### PROBLEM REQUIREMENTS
Repeat each entry exactly.

****************

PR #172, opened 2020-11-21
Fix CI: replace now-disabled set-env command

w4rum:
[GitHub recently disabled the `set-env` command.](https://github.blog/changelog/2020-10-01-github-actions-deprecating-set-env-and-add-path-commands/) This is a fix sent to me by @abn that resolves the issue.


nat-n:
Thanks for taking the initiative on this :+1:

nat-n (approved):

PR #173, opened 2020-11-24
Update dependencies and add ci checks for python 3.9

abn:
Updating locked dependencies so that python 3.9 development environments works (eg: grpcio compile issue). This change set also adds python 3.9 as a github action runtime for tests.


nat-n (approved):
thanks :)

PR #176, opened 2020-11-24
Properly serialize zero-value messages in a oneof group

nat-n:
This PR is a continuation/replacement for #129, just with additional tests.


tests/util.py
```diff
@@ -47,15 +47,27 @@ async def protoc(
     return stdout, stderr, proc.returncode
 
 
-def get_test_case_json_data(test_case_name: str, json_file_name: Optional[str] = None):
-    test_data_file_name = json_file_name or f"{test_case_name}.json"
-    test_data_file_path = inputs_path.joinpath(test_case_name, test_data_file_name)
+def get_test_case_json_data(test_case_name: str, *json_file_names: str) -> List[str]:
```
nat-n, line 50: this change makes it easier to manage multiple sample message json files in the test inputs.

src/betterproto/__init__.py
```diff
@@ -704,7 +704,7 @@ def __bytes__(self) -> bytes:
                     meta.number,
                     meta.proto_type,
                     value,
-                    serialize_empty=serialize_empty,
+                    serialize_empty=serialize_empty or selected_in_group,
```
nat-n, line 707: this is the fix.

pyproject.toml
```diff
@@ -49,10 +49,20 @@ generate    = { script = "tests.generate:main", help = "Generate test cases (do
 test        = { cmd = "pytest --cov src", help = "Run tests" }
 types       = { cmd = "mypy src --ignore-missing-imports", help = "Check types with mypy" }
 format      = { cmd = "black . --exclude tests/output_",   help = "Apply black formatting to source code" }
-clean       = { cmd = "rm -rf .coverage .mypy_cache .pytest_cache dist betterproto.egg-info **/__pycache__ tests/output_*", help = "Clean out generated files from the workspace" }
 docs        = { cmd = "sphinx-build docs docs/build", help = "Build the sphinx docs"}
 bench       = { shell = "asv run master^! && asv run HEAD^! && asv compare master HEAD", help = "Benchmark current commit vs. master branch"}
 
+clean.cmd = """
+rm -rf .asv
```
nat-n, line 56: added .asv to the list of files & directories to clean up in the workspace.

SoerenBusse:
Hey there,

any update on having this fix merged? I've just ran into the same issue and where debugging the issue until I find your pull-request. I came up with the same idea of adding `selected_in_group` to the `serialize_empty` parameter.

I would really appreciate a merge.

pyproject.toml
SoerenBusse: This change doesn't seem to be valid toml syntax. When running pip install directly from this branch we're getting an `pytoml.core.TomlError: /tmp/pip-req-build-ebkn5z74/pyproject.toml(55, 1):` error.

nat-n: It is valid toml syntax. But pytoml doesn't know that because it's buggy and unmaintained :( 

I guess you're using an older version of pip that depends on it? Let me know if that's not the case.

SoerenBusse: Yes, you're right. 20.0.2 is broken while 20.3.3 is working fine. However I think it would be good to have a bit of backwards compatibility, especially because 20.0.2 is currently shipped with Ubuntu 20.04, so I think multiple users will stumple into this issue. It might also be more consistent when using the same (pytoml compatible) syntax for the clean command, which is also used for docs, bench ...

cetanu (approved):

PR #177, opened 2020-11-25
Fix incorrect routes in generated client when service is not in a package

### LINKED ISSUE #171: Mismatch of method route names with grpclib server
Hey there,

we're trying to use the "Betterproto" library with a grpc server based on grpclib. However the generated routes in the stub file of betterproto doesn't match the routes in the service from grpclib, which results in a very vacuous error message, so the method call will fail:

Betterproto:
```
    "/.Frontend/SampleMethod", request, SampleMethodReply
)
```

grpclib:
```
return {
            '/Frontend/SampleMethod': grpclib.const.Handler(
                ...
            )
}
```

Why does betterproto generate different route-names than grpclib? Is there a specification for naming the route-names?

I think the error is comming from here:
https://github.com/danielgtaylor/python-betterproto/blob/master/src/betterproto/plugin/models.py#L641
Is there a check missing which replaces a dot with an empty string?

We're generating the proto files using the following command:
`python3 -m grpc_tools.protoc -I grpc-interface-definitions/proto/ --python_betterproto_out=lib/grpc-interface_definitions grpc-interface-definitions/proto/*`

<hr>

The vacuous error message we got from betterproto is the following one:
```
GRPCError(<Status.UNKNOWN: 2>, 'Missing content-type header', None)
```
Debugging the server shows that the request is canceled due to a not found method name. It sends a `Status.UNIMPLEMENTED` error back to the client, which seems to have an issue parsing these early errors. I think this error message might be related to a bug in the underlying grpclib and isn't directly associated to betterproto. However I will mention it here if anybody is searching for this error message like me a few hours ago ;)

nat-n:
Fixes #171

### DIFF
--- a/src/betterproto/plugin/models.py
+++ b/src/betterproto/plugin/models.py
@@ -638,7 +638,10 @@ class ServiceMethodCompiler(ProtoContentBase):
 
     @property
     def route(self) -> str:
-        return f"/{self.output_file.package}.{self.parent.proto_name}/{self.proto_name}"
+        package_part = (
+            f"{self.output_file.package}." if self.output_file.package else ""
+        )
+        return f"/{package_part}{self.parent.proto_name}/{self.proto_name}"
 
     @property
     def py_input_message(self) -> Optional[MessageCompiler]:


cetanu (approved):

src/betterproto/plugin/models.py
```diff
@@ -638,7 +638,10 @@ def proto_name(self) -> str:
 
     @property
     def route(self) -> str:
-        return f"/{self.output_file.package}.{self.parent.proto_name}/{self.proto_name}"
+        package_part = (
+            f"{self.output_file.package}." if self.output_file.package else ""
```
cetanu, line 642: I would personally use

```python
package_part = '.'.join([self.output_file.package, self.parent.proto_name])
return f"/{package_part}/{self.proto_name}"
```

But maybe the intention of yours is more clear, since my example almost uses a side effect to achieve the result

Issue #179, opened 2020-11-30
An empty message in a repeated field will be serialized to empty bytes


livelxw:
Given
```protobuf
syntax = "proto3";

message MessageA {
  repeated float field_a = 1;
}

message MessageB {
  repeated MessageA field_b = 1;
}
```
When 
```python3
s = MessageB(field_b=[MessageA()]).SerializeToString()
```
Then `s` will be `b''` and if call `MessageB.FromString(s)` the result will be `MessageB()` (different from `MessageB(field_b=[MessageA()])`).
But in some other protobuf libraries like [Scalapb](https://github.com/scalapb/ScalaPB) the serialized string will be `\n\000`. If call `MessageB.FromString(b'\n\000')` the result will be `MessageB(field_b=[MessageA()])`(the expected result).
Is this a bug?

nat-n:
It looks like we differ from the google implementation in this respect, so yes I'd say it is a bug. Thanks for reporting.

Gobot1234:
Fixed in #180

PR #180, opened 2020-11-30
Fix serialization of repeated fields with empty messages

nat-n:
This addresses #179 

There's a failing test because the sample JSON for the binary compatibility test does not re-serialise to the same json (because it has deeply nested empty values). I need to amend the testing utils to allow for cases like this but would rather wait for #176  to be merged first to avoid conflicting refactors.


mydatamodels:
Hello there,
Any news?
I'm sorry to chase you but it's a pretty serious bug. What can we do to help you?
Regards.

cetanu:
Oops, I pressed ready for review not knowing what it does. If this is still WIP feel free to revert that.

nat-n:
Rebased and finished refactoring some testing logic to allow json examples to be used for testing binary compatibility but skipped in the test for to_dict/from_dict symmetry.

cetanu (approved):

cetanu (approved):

****************

### EXERCISE OUTPUT
PR #172, opened 2020-11-21
Fix CI: replace now-disabled set-env command

w4rum:
[GitHub recently disabled the `set-env` command.](https://github.blog/changelog/2020-10-01-github-actions-deprecating-set-env-and-add-path-commands/) This is a fix sent to me by @abn that resolves the issue.


nat-n:
Thanks for taking the initiative on this :+1:

nat-n (approved):

PR #173, opened 2020-11-24
Update dependencies and add ci checks for python 3.9

abn:
Updating locked dependencies so that python 3.9 development environments works (eg: grpcio compile issue). This change set also adds python 3.9 as a github action runtime for tests.


nat-n (approved):
thanks :)

PR #176, opened 2020-11-24
Properly serialize zero-value messages in a oneof group

nat-n:
This PR is a continuation/replacement for #129, just with additional tests.


tests/util.py
```diff
@@ -47,15 +47,27 @@ async def protoc(
     return stdout, stderr, proc.returncode
 
 
-def get_test_case_json_data(test_case_name: str, json_file_name: Optional[str] = None):
-    test_data_file_name = json_file_name or f"{test_case_name}.json"
-    test_data_file_path = inputs_path.joinpath(test_case_name, test_data_file_name)
+def get_test_case_json_data(test_case_name: str, *json_file_names: str) -> List[str]:
```
nat-n, line 50: this change makes it easier to manage multiple sample message json files in the test inputs.

src/betterproto/__init__.py
```diff
@@ -704,7 +704,7 @@ def __bytes__(self) -> bytes:
                     meta.number,
                     meta.proto_type,
                     value,
-                    serialize_empty=serialize_empty,
+                    serialize_empty=serialize_empty or selected_in_group,
```
nat-n, line 707: this is the fix.

pyproject.toml
```diff
@@ -49,10 +49,20 @@ generate    = { script = "tests.generate:main", help = "Generate test cases (do
 test        = { cmd = "pytest --cov src", help = "Run tests" }
 types       = { cmd = "mypy src --ignore-missing-imports", help = "Check types with mypy" }
 format      = { cmd = "black . --exclude tests/output_",   help = "Apply black formatting to source code" }
-clean       = { cmd = "rm -rf .coverage .mypy_cache .pytest_cache dist betterproto.egg-info **/__pycache__ tests/output_*", help = "Clean out generated files from the workspace" }
 docs        = { cmd = "sphinx-build docs docs/build", help = "Build the sphinx docs"}
 bench       = { shell = "asv run master^! && asv run HEAD^! && asv compare master HEAD", help = "Benchmark current commit vs. master branch"}
 
+clean.cmd = """
+rm -rf .asv
```
nat-n, line 56: added .asv to the list of files & directories to clean up in the workspace.

SoerenBusse:
Hey there,

any update on having this fix merged? I've just ran into the same issue and where debugging the issue until I find your pull-request. I came up with the same idea of adding `selected_in_group` to the `serialize_empty` parameter.

I would really appreciate a merge.

pyproject.toml
SoerenBusse: This change doesn't seem to be valid toml syntax. When running pip install directly from this branch we're getting an `pytoml.core.TomlError: /tmp/pip-req-build-ebkn5z74/pyproject.toml(55, 1):` error.

nat-n: It is valid toml syntax. But pytoml doesn't know that because it's buggy and unmaintained :( 

I guess you're using an older version of pip that depends on it? Let me know if that's not the case.

SoerenBusse: Yes, you're right. 20.0.2 is broken while 20.3.3 is working fine. However I think it would be good to have a bit of backwards compatibility, especially because 20.0.2 is currently shipped with Ubuntu 20.04, so I think multiple users will stumple into this issue. It might also be more consistent when using the same (pytoml compatible) syntax for the clean command, which is also used for docs, bench ...

cetanu (approved):

PR #177, opened 2020-11-25
Fix incorrect routes in generated client when service is not in a package

### LINKED ISSUE #171: Mismatch of method route names with grpclib server
Hey there,

we're trying to use the "Betterproto" library with a grpc server based on grpclib. However the generated routes in the stub file of betterproto doesn't match the routes in the service from grpclib, which results in a very vacuous error message, so the method call will fail:

Betterproto:
```
    "/.Frontend/SampleMethod", request, SampleMethodReply
)
```

grpclib:
```
return {
            '/Frontend/SampleMethod': grpclib.const.Handler(
                ...
            )
}
```

Why does betterproto generate different route-names than grpclib? Is there a specification for naming the route-names?

I think the error is comming from here:
https://github.com/danielgtaylor/python-betterproto/blob/master/src/betterproto/plugin/models.py#L641
Is there a check missing which replaces a dot with an empty string?

We're generating the proto files using the following command:
`python3 -m grpc_tools.protoc -I grpc-interface-definitions/proto/ --python_betterproto_out=lib/grpc-interface_definitions grpc-interface-definitions/proto/*`

<hr>

The vacuous error message we got from betterproto is the following one:
```
GRPCError(<Status.UNKNOWN: 2>, 'Missing content-type header', None)
```
Debugging the server shows that the request is canceled due to a not found method name. It sends a `Status.UNIMPLEMENTED` error back to the client, which seems to have an issue parsing these early errors. I think this error message might be related to a bug in the underlying grpclib and isn't directly associated to betterproto. However I will mention it here if anybody is searching for this error message like me a few hours ago ;)

nat-n:
Fixes #171

### DIFF
--- a/src/betterproto/plugin/models.py
+++ b/src/betterproto/plugin/models.py
@@ -638,7 +638,10 @@ class ServiceMethodCompiler(ProtoContentBase):
 
     @property
     def route(self) -> str:
-        return f"/{self.output_file.package}.{self.parent.proto_name}/{self.proto_name}"
+        package_part = (
+            f"{self.output_file.package}." if self.output_file.package else ""
+        )
+        return f"/{package_part}{self.parent.proto_name}/{self.proto_name}"
 
     @property
     def py_input_message(self) -> Optional[MessageCompiler]:


cetanu (approved):

src/betterproto/plugin/models.py
```diff
@@ -638,7 +638,10 @@ def proto_name(self) -> str:
 
     @property
     def route(self) -> str:
-        return f"/{self.output_file.package}.{self.parent.proto_name}/{self.proto_name}"
+        package_part = (
+            f"{self.output_file.package}." if self.output_file.package else ""
```
cetanu, line 642: I would personally use

```python
package_part = '.'.join([self.output_file.package, self.parent.proto_name])
return f"/{package_part}/{self.proto_name}"
```

But maybe the intention of yours is more clear, since my example almost uses a side effect to achieve the result

Issue #179, opened 2020-11-30
An empty message in a repeated field will be serialized to empty bytes


livelxw:
Given
```protobuf
syntax = "proto3";

message MessageA {
  repeated float field_a = 1;
}

message MessageB {
  repeated MessageA field_b = 1;
}
```
When 
```python3
s = MessageB(field_b=[MessageA()]).SerializeToString()
```
Then `s` will be `b''` and if call `MessageB.FromString(s)` the result will be `MessageB()` (different from `MessageB(field_b=[MessageA()])`).
But in some other protobuf libraries like [Scalapb](https://github.com/scalapb/ScalaPB) the serialized string will be `\n\000`. If call `MessageB.FromString(b'\n\000')` the result will be `MessageB(field_b=[MessageA()])`(the expected result).
Is this a bug?

nat-n:
It looks like we differ from the google implementation in this respect, so yes I'd say it is a bug. Thanks for reporting.

Gobot1234:
Fixed in #180

PR #180, opened 2020-11-30
Fix serialization of repeated fields with empty messages

nat-n:
This addresses #179 

There's a failing test because the sample JSON for the binary compatibility test does not re-serialise to the same json (because it has deeply nested empty values). I need to amend the testing utils to allow for cases like this but would rather wait for #176  to be merged first to avoid conflicting refactors.


mydatamodels:
Hello there,
Any news?
I'm sorry to chase you but it's a pretty serious bug. What can we do to help you?
Regards.

cetanu:
Oops, I pressed ready for review not knowing what it does. If this is still WIP feel free to revert that.

nat-n:
Rebased and finished refactoring some testing logic to allow json examples to be used for testing binary compatibility but skipped in the test for to_dict/from_dict symmetry.

cetanu (approved):

cetanu (approved):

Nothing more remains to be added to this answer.